In den Wasserproben wurde eine „leichte Grenzwertüberschreitung“ von Sulfat und schwerflüchtigen Fetten und Ölen festgestellt, erklärt der zuständige Stadtrat Carsten Spallek (CDU). Spezialisten sollen jetzt zunächst mit einem mobilem Ölabscheider die Schichten absaugen. Danach wird das Technische Hilfswerk (THW) die vollgelaufenen Keller abpumpen.

Linke und Grüne hatte gefordert, „in den Räumen des ehemaligen Diesterweg-Gymnasiums mit oberster Priorität abpumpen zu lassen und weitere Maßnahmen zu treffen, um den weiteren Verfall der Bausubstanz zu verhindern“, heißt es in dem Antrag. Das Wasser müsse „vor Eintritt der Kälteperiode wegen Frostgefahr“ raus, um weitere größere Schäden zu vermeiden. „Das schützenswerte Gebäude ist vor einer endgültigen Bestimmungsklärung zu sichern, ohne dass möglicherweise unwiderrufliche Fakten geschaffen werden“, heißt es in der Begründung.
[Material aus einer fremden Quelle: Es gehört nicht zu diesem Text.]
PR #2349, opened 2024-06-27
feat: support @mui/x-date-pickers v7

### LINKED ISSUE #2328: Support @mui/x-date-pickers v7

I'm using the newest version of MUI X, and I'm getting the warning below:

 WARN  Issues with peer dependencies found
libs/core-react
└─┬ @jsonforms/material-renderers 3.2.1
  └── ✕ unmet peer @mui/x-date-pickers@^6.0.0: found 7.3.1

Support for MUI X v7

At the moment I am ignoring the warning, and I haven't experienced any issues yet.

### Framework

React

### RendererSet

Material

### Additional context

_No response_

seanparmelee:
Closes #2328 

This PR updates the `peerDependencies` of `@jsonforms/material-renderers` to allow for either v6 or v7 of `@mui/x-date-pickers`. I went through the [v6 to v7 migration guide](https://mui.com/x/migration/migration-pickers-v6/) and didn't see any breaking changes that require a code change in `@jsonforms/material-renderers`. I also tried running the [pickers codemod](https://mui.com/x/migration/migration-pickers-v6/#run-codemods) to see if it changes anything, but it didn't. I also checked the material-renderers Dates examples and confirmed they still work.

There is [mention of updating `@mui/material`](https://mui.com/x/migration/migration-pickers-v6/#update-mui-material-package), but the examples seem to work without it. I was trying to better understand why the need for the update (https://github.com/mui/mui-x/pull/12516) and it seemed like it was for a very specific use case (https://github.com/mui/mui-x/issues/12248) that I don't think requires a corresponding peer dependency bump in `@jsonforms/material-renderers`, but happy to do so if you prefer.

In other words, think the material-renderers (as it's currently implemented) can support both `@mui/x-date-pickers` 6 and 7, but this would also mean that any future changes made in the control components would need to be tested against both versions, at least until the next major release of jsonforms where v6 support could be dropped.


packages/material-renderers/package.json
```diff
@@ -100,7 +100,7 @@
     "@jsonforms/react": "workspace:*",
     "@mui/icons-material": "^5.11.16",
     "@mui/material": "~5.13.0",
-    "@mui/x-date-pickers": "^6.5.0",
+    "@mui/x-date-pickers": "^7.7.1",
```
sdirix, line 103: Do we need to adapt the `devDependency` to `x-date-pickers` or would it also work if we keep building against the old one?

sdirix (commented):
Hi @seanparmelee,

Thank you very much for the PR and the testing :heart: 

I just have a minor question

packages/material-renderers/package.json
seanparmelee: Not needed; I can revert this back so it continues to use the old one.

sdirix (approved):

Issue #2366, opened 2024-08-13
isRequired encoded scope paths with slashes not properly matched


adamskeeled:
### Describe the bug

Consider the following schema:
```
{
  "type": "object",
  "unevaluatedProperties": false,
  "properties": {
      "/work/email": {
          "title": "Email with slash",
          "description": "Email address With Slash",
          "type": "string",
          "format": "email"
      }
  },
  "required": [
      "/work/email"
  ],
}
```

Since the path(`/work/email`) contains a forward slash, the final encoded scope looks a bit different (forward slashes get converted to `~1`). When trying to check if the field is required, the most direct path is to use the `required` prop inside the `control` from `mapStateToControlProps`. However, since the path doesn't get decoded, it doesn't match with what is inside the global `required`.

Wie berichtet, sorgt der Plan des Bezirksamtes für Aufregung, das orangefarbene Gebäude für einen Schulneubau abreißen zu lassen. Schulstadtrat Carsten Spallek will den Standort wegen gestiegener Schülerzahlen wieder zum Schulort machen. Seit Jahren wurden Pläne für ein Kiezzentrum in der stillgelegten Schule diskutiert. Die private Non-Profit-Initiative ps wedding plant seit sechs Jahren, die Ex-Schule in ein Kiez-Sozialzentrum mit Kita, Theater, Bibliothek, Sportangeboten, Gemeinschaftsgarten und preiswerten Wohnungen in den oberen Etagen umzubauen.

Die neuen Abrisspläne des Bezirkamtes sorgen bei den Beteiligten für Proteste. Die Linken und die Grünen im Bezirk wollen nicht einfach so hinnehmen, dass das ps-wedding-Projekt begraben wird. Sie fordern vor einer endgültigen Endscheidung die Beteiligung der Bezirksverordnetenversammlung und aller Kiezakteure. Geprüft werden soll, ob auf dem insgesamt 18 000 Quadratmeter großen Grundstück neben einer neuen Schule und Turnhalle sowie den von der Degewo geplanten Wohnhäusern (Typenbauten für integratives Wohnen) Platz für ein Wohn- und Sozialprojekt der Initiative ps wedding ist.

Die Sporthalle und die Keller der Diesterweg-Schule stehen seit Wochen unter Wasser.
Die tiefergelegte Sporthalle ist abgesoffen.